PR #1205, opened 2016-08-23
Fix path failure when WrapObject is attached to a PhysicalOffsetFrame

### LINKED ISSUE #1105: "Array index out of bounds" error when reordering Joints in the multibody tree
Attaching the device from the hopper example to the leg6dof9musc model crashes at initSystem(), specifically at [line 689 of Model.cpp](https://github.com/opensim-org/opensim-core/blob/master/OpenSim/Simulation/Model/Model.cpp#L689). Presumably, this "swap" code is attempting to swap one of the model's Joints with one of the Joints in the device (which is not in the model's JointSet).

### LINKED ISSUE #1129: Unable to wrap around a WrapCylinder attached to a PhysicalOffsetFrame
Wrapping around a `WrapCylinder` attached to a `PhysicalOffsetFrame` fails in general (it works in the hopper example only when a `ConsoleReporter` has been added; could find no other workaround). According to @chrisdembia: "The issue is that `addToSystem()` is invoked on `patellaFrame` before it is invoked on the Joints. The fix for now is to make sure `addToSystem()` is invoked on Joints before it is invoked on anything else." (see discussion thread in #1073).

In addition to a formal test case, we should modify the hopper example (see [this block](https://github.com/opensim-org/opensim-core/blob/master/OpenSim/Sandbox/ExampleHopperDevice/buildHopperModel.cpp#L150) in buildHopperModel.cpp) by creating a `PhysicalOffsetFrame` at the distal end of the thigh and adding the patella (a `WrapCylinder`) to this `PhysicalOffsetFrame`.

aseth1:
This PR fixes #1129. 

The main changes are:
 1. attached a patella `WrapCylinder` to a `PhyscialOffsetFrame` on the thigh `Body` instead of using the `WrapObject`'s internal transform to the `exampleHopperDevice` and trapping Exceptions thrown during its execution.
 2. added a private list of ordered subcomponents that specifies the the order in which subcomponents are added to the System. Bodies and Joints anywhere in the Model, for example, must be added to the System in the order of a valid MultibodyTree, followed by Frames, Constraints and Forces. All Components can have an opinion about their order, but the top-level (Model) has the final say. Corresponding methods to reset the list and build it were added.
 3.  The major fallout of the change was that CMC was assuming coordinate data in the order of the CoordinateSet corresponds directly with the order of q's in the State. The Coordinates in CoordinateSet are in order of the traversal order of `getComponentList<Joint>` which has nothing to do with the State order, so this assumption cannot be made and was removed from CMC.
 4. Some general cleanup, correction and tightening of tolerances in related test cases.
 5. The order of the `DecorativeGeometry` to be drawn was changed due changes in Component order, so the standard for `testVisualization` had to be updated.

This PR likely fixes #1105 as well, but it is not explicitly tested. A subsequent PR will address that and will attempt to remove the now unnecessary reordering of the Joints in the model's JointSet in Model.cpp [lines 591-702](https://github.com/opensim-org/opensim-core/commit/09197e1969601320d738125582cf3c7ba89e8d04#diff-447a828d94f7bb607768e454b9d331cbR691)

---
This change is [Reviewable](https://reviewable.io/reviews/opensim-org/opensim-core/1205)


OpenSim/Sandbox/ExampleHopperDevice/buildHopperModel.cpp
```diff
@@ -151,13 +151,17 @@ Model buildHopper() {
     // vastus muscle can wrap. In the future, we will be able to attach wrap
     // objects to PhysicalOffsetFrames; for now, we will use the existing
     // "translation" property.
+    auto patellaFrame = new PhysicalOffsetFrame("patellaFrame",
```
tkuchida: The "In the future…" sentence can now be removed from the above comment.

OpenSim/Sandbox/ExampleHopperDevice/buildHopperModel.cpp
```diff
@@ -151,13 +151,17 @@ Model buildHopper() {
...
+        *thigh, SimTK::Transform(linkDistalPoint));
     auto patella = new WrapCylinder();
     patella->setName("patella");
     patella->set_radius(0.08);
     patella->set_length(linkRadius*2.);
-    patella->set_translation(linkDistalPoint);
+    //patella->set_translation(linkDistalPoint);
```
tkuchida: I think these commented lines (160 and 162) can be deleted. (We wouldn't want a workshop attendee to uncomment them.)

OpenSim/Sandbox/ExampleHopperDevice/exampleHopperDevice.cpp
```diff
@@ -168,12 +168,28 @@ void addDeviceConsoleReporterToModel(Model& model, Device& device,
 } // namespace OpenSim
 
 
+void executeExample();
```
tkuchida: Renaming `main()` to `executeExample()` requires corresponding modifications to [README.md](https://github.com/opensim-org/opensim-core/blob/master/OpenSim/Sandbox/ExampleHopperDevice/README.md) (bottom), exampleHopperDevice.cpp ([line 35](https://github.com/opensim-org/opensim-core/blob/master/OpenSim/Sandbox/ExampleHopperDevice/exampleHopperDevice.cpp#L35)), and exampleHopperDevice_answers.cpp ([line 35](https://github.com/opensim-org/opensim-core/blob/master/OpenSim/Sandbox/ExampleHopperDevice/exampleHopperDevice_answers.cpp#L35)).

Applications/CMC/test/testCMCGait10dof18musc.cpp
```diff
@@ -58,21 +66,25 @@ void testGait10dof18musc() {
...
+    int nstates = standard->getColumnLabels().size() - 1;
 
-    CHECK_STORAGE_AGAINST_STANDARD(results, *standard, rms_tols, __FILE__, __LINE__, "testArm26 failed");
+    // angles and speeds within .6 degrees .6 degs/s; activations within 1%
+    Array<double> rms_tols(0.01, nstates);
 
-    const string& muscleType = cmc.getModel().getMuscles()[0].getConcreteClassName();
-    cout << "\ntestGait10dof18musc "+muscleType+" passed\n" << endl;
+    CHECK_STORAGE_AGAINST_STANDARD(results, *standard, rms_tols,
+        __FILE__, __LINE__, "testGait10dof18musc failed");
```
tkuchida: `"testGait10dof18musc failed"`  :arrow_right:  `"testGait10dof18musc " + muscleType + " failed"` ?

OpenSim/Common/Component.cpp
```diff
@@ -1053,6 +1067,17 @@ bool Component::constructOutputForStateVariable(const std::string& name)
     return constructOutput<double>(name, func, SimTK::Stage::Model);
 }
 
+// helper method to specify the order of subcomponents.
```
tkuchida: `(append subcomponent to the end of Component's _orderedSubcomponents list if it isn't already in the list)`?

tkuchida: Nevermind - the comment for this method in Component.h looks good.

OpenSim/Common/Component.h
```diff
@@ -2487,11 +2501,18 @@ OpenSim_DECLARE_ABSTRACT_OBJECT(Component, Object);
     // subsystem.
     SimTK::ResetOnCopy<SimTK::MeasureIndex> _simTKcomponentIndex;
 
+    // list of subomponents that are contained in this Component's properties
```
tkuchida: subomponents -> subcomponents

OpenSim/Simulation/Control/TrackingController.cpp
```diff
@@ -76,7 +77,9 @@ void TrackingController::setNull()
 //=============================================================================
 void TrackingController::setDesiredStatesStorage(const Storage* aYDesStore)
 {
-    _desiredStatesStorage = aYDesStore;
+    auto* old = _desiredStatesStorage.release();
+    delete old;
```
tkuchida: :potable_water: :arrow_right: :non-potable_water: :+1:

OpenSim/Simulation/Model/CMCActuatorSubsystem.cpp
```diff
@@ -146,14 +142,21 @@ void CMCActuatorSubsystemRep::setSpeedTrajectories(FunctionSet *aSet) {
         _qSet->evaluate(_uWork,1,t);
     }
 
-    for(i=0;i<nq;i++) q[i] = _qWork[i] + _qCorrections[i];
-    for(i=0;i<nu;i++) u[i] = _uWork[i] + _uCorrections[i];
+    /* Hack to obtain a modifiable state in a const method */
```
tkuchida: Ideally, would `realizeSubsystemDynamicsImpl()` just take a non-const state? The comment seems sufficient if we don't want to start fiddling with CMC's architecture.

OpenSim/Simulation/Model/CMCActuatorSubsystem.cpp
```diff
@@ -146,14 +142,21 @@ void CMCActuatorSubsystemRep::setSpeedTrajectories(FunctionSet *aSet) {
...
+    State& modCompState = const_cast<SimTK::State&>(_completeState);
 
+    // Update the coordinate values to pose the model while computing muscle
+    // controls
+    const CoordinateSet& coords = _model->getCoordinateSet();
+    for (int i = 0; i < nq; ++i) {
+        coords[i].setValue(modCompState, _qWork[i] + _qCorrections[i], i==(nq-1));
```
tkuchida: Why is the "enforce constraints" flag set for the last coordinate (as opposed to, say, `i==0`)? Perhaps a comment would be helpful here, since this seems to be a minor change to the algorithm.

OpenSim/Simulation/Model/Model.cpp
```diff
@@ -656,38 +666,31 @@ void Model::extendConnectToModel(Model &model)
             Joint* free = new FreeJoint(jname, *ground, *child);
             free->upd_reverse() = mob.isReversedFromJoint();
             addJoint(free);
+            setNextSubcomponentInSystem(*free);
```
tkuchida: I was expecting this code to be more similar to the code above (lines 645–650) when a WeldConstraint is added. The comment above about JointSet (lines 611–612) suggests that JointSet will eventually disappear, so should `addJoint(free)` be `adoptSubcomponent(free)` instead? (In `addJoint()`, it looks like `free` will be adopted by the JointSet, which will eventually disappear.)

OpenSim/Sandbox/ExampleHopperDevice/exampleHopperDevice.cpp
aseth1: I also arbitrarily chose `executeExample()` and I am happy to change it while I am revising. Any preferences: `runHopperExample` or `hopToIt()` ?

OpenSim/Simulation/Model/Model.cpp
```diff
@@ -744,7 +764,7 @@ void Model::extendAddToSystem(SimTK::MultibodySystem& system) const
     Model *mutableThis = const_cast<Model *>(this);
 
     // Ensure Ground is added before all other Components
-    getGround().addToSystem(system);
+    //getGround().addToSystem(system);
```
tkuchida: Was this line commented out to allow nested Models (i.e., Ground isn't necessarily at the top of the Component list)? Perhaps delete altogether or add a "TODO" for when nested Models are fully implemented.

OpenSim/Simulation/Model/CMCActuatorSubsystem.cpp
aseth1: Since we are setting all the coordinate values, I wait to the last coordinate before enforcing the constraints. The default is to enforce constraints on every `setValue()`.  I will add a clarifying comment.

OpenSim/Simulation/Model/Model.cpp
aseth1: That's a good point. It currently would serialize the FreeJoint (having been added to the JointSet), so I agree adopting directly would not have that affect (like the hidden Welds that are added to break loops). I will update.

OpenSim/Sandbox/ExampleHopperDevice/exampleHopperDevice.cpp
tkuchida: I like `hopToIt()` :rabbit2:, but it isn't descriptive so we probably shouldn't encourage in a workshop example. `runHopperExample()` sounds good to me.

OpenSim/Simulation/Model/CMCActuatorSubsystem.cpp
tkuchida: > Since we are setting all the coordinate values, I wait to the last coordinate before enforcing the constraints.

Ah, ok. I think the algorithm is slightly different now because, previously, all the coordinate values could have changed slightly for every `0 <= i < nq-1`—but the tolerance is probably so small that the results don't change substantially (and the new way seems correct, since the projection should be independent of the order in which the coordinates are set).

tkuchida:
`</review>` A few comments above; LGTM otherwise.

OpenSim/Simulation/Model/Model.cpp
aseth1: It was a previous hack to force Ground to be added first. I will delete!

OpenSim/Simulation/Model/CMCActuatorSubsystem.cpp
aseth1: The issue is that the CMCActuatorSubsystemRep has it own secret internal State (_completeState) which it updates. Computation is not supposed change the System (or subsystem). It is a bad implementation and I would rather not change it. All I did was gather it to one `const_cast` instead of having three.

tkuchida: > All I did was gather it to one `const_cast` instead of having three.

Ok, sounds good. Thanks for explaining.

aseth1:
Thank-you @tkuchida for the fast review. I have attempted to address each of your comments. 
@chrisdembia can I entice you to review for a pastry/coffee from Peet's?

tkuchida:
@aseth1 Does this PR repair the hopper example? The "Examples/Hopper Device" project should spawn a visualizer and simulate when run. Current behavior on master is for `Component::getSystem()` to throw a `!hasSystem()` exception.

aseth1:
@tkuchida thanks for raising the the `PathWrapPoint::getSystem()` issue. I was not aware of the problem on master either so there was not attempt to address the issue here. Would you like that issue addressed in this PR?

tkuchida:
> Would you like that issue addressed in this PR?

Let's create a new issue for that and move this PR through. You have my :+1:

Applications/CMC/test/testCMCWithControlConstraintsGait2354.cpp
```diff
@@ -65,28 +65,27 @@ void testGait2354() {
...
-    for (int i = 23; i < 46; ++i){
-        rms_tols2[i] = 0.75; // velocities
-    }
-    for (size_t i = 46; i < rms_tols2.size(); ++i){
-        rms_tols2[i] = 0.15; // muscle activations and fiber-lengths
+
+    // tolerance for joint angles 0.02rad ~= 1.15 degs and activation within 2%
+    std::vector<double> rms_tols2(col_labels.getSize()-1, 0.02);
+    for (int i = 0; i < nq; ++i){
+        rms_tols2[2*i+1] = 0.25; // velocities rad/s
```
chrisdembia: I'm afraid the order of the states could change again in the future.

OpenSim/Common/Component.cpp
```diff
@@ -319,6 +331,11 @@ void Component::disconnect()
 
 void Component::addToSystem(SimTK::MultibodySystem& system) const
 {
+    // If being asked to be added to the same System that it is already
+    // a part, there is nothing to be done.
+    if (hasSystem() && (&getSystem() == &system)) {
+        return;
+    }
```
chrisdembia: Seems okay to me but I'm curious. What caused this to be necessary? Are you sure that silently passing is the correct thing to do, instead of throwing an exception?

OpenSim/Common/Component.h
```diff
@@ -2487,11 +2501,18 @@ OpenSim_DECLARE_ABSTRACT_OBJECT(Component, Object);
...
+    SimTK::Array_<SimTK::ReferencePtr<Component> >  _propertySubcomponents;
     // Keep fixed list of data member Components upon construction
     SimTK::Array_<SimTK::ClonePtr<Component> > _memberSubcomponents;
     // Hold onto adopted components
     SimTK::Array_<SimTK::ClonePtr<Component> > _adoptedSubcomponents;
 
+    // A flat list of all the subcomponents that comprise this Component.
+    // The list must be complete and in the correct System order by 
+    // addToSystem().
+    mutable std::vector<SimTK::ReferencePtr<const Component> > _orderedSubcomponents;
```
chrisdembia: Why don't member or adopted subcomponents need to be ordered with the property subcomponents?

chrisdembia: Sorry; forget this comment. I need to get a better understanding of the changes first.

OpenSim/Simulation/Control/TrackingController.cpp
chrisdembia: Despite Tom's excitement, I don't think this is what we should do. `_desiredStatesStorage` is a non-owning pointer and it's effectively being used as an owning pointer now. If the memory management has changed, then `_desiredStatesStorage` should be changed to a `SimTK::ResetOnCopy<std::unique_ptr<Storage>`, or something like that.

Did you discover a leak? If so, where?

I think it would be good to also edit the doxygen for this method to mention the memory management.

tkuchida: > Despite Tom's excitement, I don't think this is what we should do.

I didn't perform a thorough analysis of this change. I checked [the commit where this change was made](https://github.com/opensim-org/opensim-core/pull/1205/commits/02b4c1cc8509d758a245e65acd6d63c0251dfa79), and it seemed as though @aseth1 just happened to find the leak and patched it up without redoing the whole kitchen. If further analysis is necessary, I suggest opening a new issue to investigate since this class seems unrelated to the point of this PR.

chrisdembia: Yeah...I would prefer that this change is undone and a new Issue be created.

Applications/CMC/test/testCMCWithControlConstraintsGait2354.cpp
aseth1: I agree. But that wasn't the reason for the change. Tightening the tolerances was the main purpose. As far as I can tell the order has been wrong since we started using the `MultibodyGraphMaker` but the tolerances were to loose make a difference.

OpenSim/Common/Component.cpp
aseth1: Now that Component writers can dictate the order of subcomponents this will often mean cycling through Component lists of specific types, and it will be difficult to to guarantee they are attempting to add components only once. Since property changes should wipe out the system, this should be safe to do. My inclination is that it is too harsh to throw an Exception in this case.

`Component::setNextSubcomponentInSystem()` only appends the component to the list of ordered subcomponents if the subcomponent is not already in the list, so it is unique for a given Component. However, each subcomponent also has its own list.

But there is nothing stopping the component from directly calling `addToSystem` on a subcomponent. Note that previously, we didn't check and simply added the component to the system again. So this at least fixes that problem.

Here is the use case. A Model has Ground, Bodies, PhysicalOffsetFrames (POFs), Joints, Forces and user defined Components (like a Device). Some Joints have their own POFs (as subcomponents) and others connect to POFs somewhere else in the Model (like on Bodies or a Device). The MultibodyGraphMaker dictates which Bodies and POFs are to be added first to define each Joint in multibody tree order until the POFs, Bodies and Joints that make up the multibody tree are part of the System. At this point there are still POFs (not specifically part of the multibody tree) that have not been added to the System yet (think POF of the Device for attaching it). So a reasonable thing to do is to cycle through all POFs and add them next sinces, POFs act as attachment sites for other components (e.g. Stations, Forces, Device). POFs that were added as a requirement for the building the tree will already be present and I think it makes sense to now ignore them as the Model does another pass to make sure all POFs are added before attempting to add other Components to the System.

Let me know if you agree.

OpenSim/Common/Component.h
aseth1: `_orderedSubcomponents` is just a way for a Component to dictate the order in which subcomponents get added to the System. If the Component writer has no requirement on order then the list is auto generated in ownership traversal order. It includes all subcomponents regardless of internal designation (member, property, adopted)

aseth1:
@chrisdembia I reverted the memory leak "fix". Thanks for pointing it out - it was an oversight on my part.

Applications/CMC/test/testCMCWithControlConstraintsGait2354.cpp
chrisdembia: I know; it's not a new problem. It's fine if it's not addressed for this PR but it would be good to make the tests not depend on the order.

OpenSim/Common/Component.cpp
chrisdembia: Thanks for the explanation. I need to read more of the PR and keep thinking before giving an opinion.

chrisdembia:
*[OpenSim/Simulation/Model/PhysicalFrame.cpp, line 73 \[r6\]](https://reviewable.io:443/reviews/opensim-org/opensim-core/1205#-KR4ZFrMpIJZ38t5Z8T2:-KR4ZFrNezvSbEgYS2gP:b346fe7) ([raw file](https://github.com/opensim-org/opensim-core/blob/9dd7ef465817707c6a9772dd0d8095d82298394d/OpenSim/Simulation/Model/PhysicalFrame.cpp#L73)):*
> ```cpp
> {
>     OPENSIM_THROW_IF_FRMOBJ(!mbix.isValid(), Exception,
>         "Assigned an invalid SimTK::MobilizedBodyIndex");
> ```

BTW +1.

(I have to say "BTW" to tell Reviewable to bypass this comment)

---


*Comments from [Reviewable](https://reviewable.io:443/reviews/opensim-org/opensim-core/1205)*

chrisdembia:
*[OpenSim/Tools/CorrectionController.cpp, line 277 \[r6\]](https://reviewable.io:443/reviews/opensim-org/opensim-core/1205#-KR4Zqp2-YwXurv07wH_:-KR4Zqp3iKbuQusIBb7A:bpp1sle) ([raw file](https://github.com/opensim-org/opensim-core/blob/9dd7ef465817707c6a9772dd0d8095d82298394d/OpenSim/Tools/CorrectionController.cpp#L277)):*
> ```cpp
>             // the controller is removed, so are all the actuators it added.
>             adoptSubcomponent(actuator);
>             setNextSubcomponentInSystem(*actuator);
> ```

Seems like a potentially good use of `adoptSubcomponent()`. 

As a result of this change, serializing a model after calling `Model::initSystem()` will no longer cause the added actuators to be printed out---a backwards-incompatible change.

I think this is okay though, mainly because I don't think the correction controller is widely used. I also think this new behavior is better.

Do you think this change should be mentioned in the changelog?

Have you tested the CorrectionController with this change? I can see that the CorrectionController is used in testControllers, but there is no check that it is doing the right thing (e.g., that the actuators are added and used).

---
--
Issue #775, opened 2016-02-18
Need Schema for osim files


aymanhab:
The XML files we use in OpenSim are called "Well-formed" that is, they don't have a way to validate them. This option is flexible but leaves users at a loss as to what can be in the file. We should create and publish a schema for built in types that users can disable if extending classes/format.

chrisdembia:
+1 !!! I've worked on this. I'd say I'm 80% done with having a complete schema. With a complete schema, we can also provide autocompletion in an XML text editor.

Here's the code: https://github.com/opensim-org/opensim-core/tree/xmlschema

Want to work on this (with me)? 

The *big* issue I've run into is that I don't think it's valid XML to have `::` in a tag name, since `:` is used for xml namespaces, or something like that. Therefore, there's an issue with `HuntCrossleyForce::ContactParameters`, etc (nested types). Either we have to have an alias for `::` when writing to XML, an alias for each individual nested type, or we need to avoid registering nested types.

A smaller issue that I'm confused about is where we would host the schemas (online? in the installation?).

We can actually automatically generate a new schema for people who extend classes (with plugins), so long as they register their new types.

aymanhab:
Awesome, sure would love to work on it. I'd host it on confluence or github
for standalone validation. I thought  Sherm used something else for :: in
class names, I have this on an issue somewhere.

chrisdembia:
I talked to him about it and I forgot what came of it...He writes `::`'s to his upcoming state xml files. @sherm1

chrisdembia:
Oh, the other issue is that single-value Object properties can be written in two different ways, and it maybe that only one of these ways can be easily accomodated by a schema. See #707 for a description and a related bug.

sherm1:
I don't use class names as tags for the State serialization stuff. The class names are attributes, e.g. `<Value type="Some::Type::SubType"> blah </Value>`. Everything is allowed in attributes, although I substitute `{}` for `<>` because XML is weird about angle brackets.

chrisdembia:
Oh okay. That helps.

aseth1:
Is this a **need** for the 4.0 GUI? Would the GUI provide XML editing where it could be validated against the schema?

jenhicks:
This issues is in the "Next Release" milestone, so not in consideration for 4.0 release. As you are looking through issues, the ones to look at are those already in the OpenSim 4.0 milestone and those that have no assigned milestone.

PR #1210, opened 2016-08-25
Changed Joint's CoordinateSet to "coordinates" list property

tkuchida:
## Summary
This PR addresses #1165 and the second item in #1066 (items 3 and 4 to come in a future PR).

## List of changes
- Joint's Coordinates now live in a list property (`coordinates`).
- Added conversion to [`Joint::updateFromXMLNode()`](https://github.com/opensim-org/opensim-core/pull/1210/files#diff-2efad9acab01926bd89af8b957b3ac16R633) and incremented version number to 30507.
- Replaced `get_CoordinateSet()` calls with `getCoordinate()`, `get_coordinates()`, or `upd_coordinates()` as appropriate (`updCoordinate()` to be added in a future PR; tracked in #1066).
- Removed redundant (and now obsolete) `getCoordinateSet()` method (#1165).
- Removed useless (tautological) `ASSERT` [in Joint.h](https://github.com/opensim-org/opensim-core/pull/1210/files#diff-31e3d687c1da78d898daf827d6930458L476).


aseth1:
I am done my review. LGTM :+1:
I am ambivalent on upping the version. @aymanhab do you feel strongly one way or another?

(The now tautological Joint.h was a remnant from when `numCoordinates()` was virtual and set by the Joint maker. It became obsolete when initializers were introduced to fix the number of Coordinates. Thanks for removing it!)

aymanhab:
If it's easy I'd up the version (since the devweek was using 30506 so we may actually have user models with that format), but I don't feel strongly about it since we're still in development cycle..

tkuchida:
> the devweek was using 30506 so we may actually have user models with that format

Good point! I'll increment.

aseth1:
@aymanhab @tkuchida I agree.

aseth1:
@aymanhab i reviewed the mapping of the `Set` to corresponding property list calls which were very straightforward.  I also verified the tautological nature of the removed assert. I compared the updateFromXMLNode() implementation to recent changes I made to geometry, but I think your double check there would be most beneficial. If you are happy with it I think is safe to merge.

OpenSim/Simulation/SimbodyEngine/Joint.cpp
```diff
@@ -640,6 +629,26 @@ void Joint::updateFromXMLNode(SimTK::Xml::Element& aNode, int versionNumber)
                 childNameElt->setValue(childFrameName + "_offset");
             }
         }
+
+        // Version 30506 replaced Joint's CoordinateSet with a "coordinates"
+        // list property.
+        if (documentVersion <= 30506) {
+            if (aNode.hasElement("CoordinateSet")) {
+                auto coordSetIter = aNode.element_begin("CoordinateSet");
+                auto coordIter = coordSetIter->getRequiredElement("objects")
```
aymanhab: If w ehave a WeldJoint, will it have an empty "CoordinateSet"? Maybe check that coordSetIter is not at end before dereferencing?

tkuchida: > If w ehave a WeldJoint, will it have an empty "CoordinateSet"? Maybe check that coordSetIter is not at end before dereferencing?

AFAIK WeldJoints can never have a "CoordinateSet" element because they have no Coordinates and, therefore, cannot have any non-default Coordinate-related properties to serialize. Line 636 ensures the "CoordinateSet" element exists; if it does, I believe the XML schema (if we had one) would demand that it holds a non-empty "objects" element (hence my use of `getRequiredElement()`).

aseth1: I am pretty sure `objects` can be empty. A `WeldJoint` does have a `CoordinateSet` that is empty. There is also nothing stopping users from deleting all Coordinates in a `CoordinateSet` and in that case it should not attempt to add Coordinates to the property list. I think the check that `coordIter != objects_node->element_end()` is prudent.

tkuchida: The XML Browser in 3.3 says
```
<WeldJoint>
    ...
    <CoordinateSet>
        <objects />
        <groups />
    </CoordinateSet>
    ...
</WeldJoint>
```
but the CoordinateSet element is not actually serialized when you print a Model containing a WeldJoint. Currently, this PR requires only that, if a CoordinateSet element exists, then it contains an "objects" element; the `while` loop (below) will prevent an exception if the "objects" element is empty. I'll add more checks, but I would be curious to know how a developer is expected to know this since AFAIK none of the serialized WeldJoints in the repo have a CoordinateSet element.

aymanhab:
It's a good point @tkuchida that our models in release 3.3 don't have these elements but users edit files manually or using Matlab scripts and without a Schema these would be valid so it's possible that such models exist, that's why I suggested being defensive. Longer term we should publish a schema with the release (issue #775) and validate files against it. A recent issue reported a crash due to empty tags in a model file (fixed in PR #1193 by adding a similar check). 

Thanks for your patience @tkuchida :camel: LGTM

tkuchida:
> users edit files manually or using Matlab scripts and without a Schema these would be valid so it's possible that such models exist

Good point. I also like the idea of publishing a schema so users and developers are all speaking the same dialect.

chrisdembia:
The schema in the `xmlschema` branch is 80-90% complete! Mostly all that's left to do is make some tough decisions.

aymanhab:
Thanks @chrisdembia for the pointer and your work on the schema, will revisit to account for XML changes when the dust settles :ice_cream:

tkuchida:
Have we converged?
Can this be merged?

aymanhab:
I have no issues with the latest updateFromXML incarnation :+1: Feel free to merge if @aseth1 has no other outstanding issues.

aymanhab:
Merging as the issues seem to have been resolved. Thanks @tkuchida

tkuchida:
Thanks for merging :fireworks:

EXERCISE :: Which of the lines in the listing above include "around"? Report each of them.

EXERCISE SOLUTION ::
### LINKED ISSUE #1129: Unable to wrap around a WrapCylinder attached to a PhysicalOffsetFrame
Wrapping around a `WrapCylinder` attached to a `PhysicalOffsetFrame` fails in general (it works in the hopper example only when a `ConsoleReporter` has been added; could find no other workaround). According to @chrisdembia: "The issue is that `addToSystem()` is invoked on `patellaFrame` before it is invoked on the Joints. The fix for now is to make sure `addToSystem()` is invoked on Joints before it is invoked on anything else." (see discussion thread in #1073).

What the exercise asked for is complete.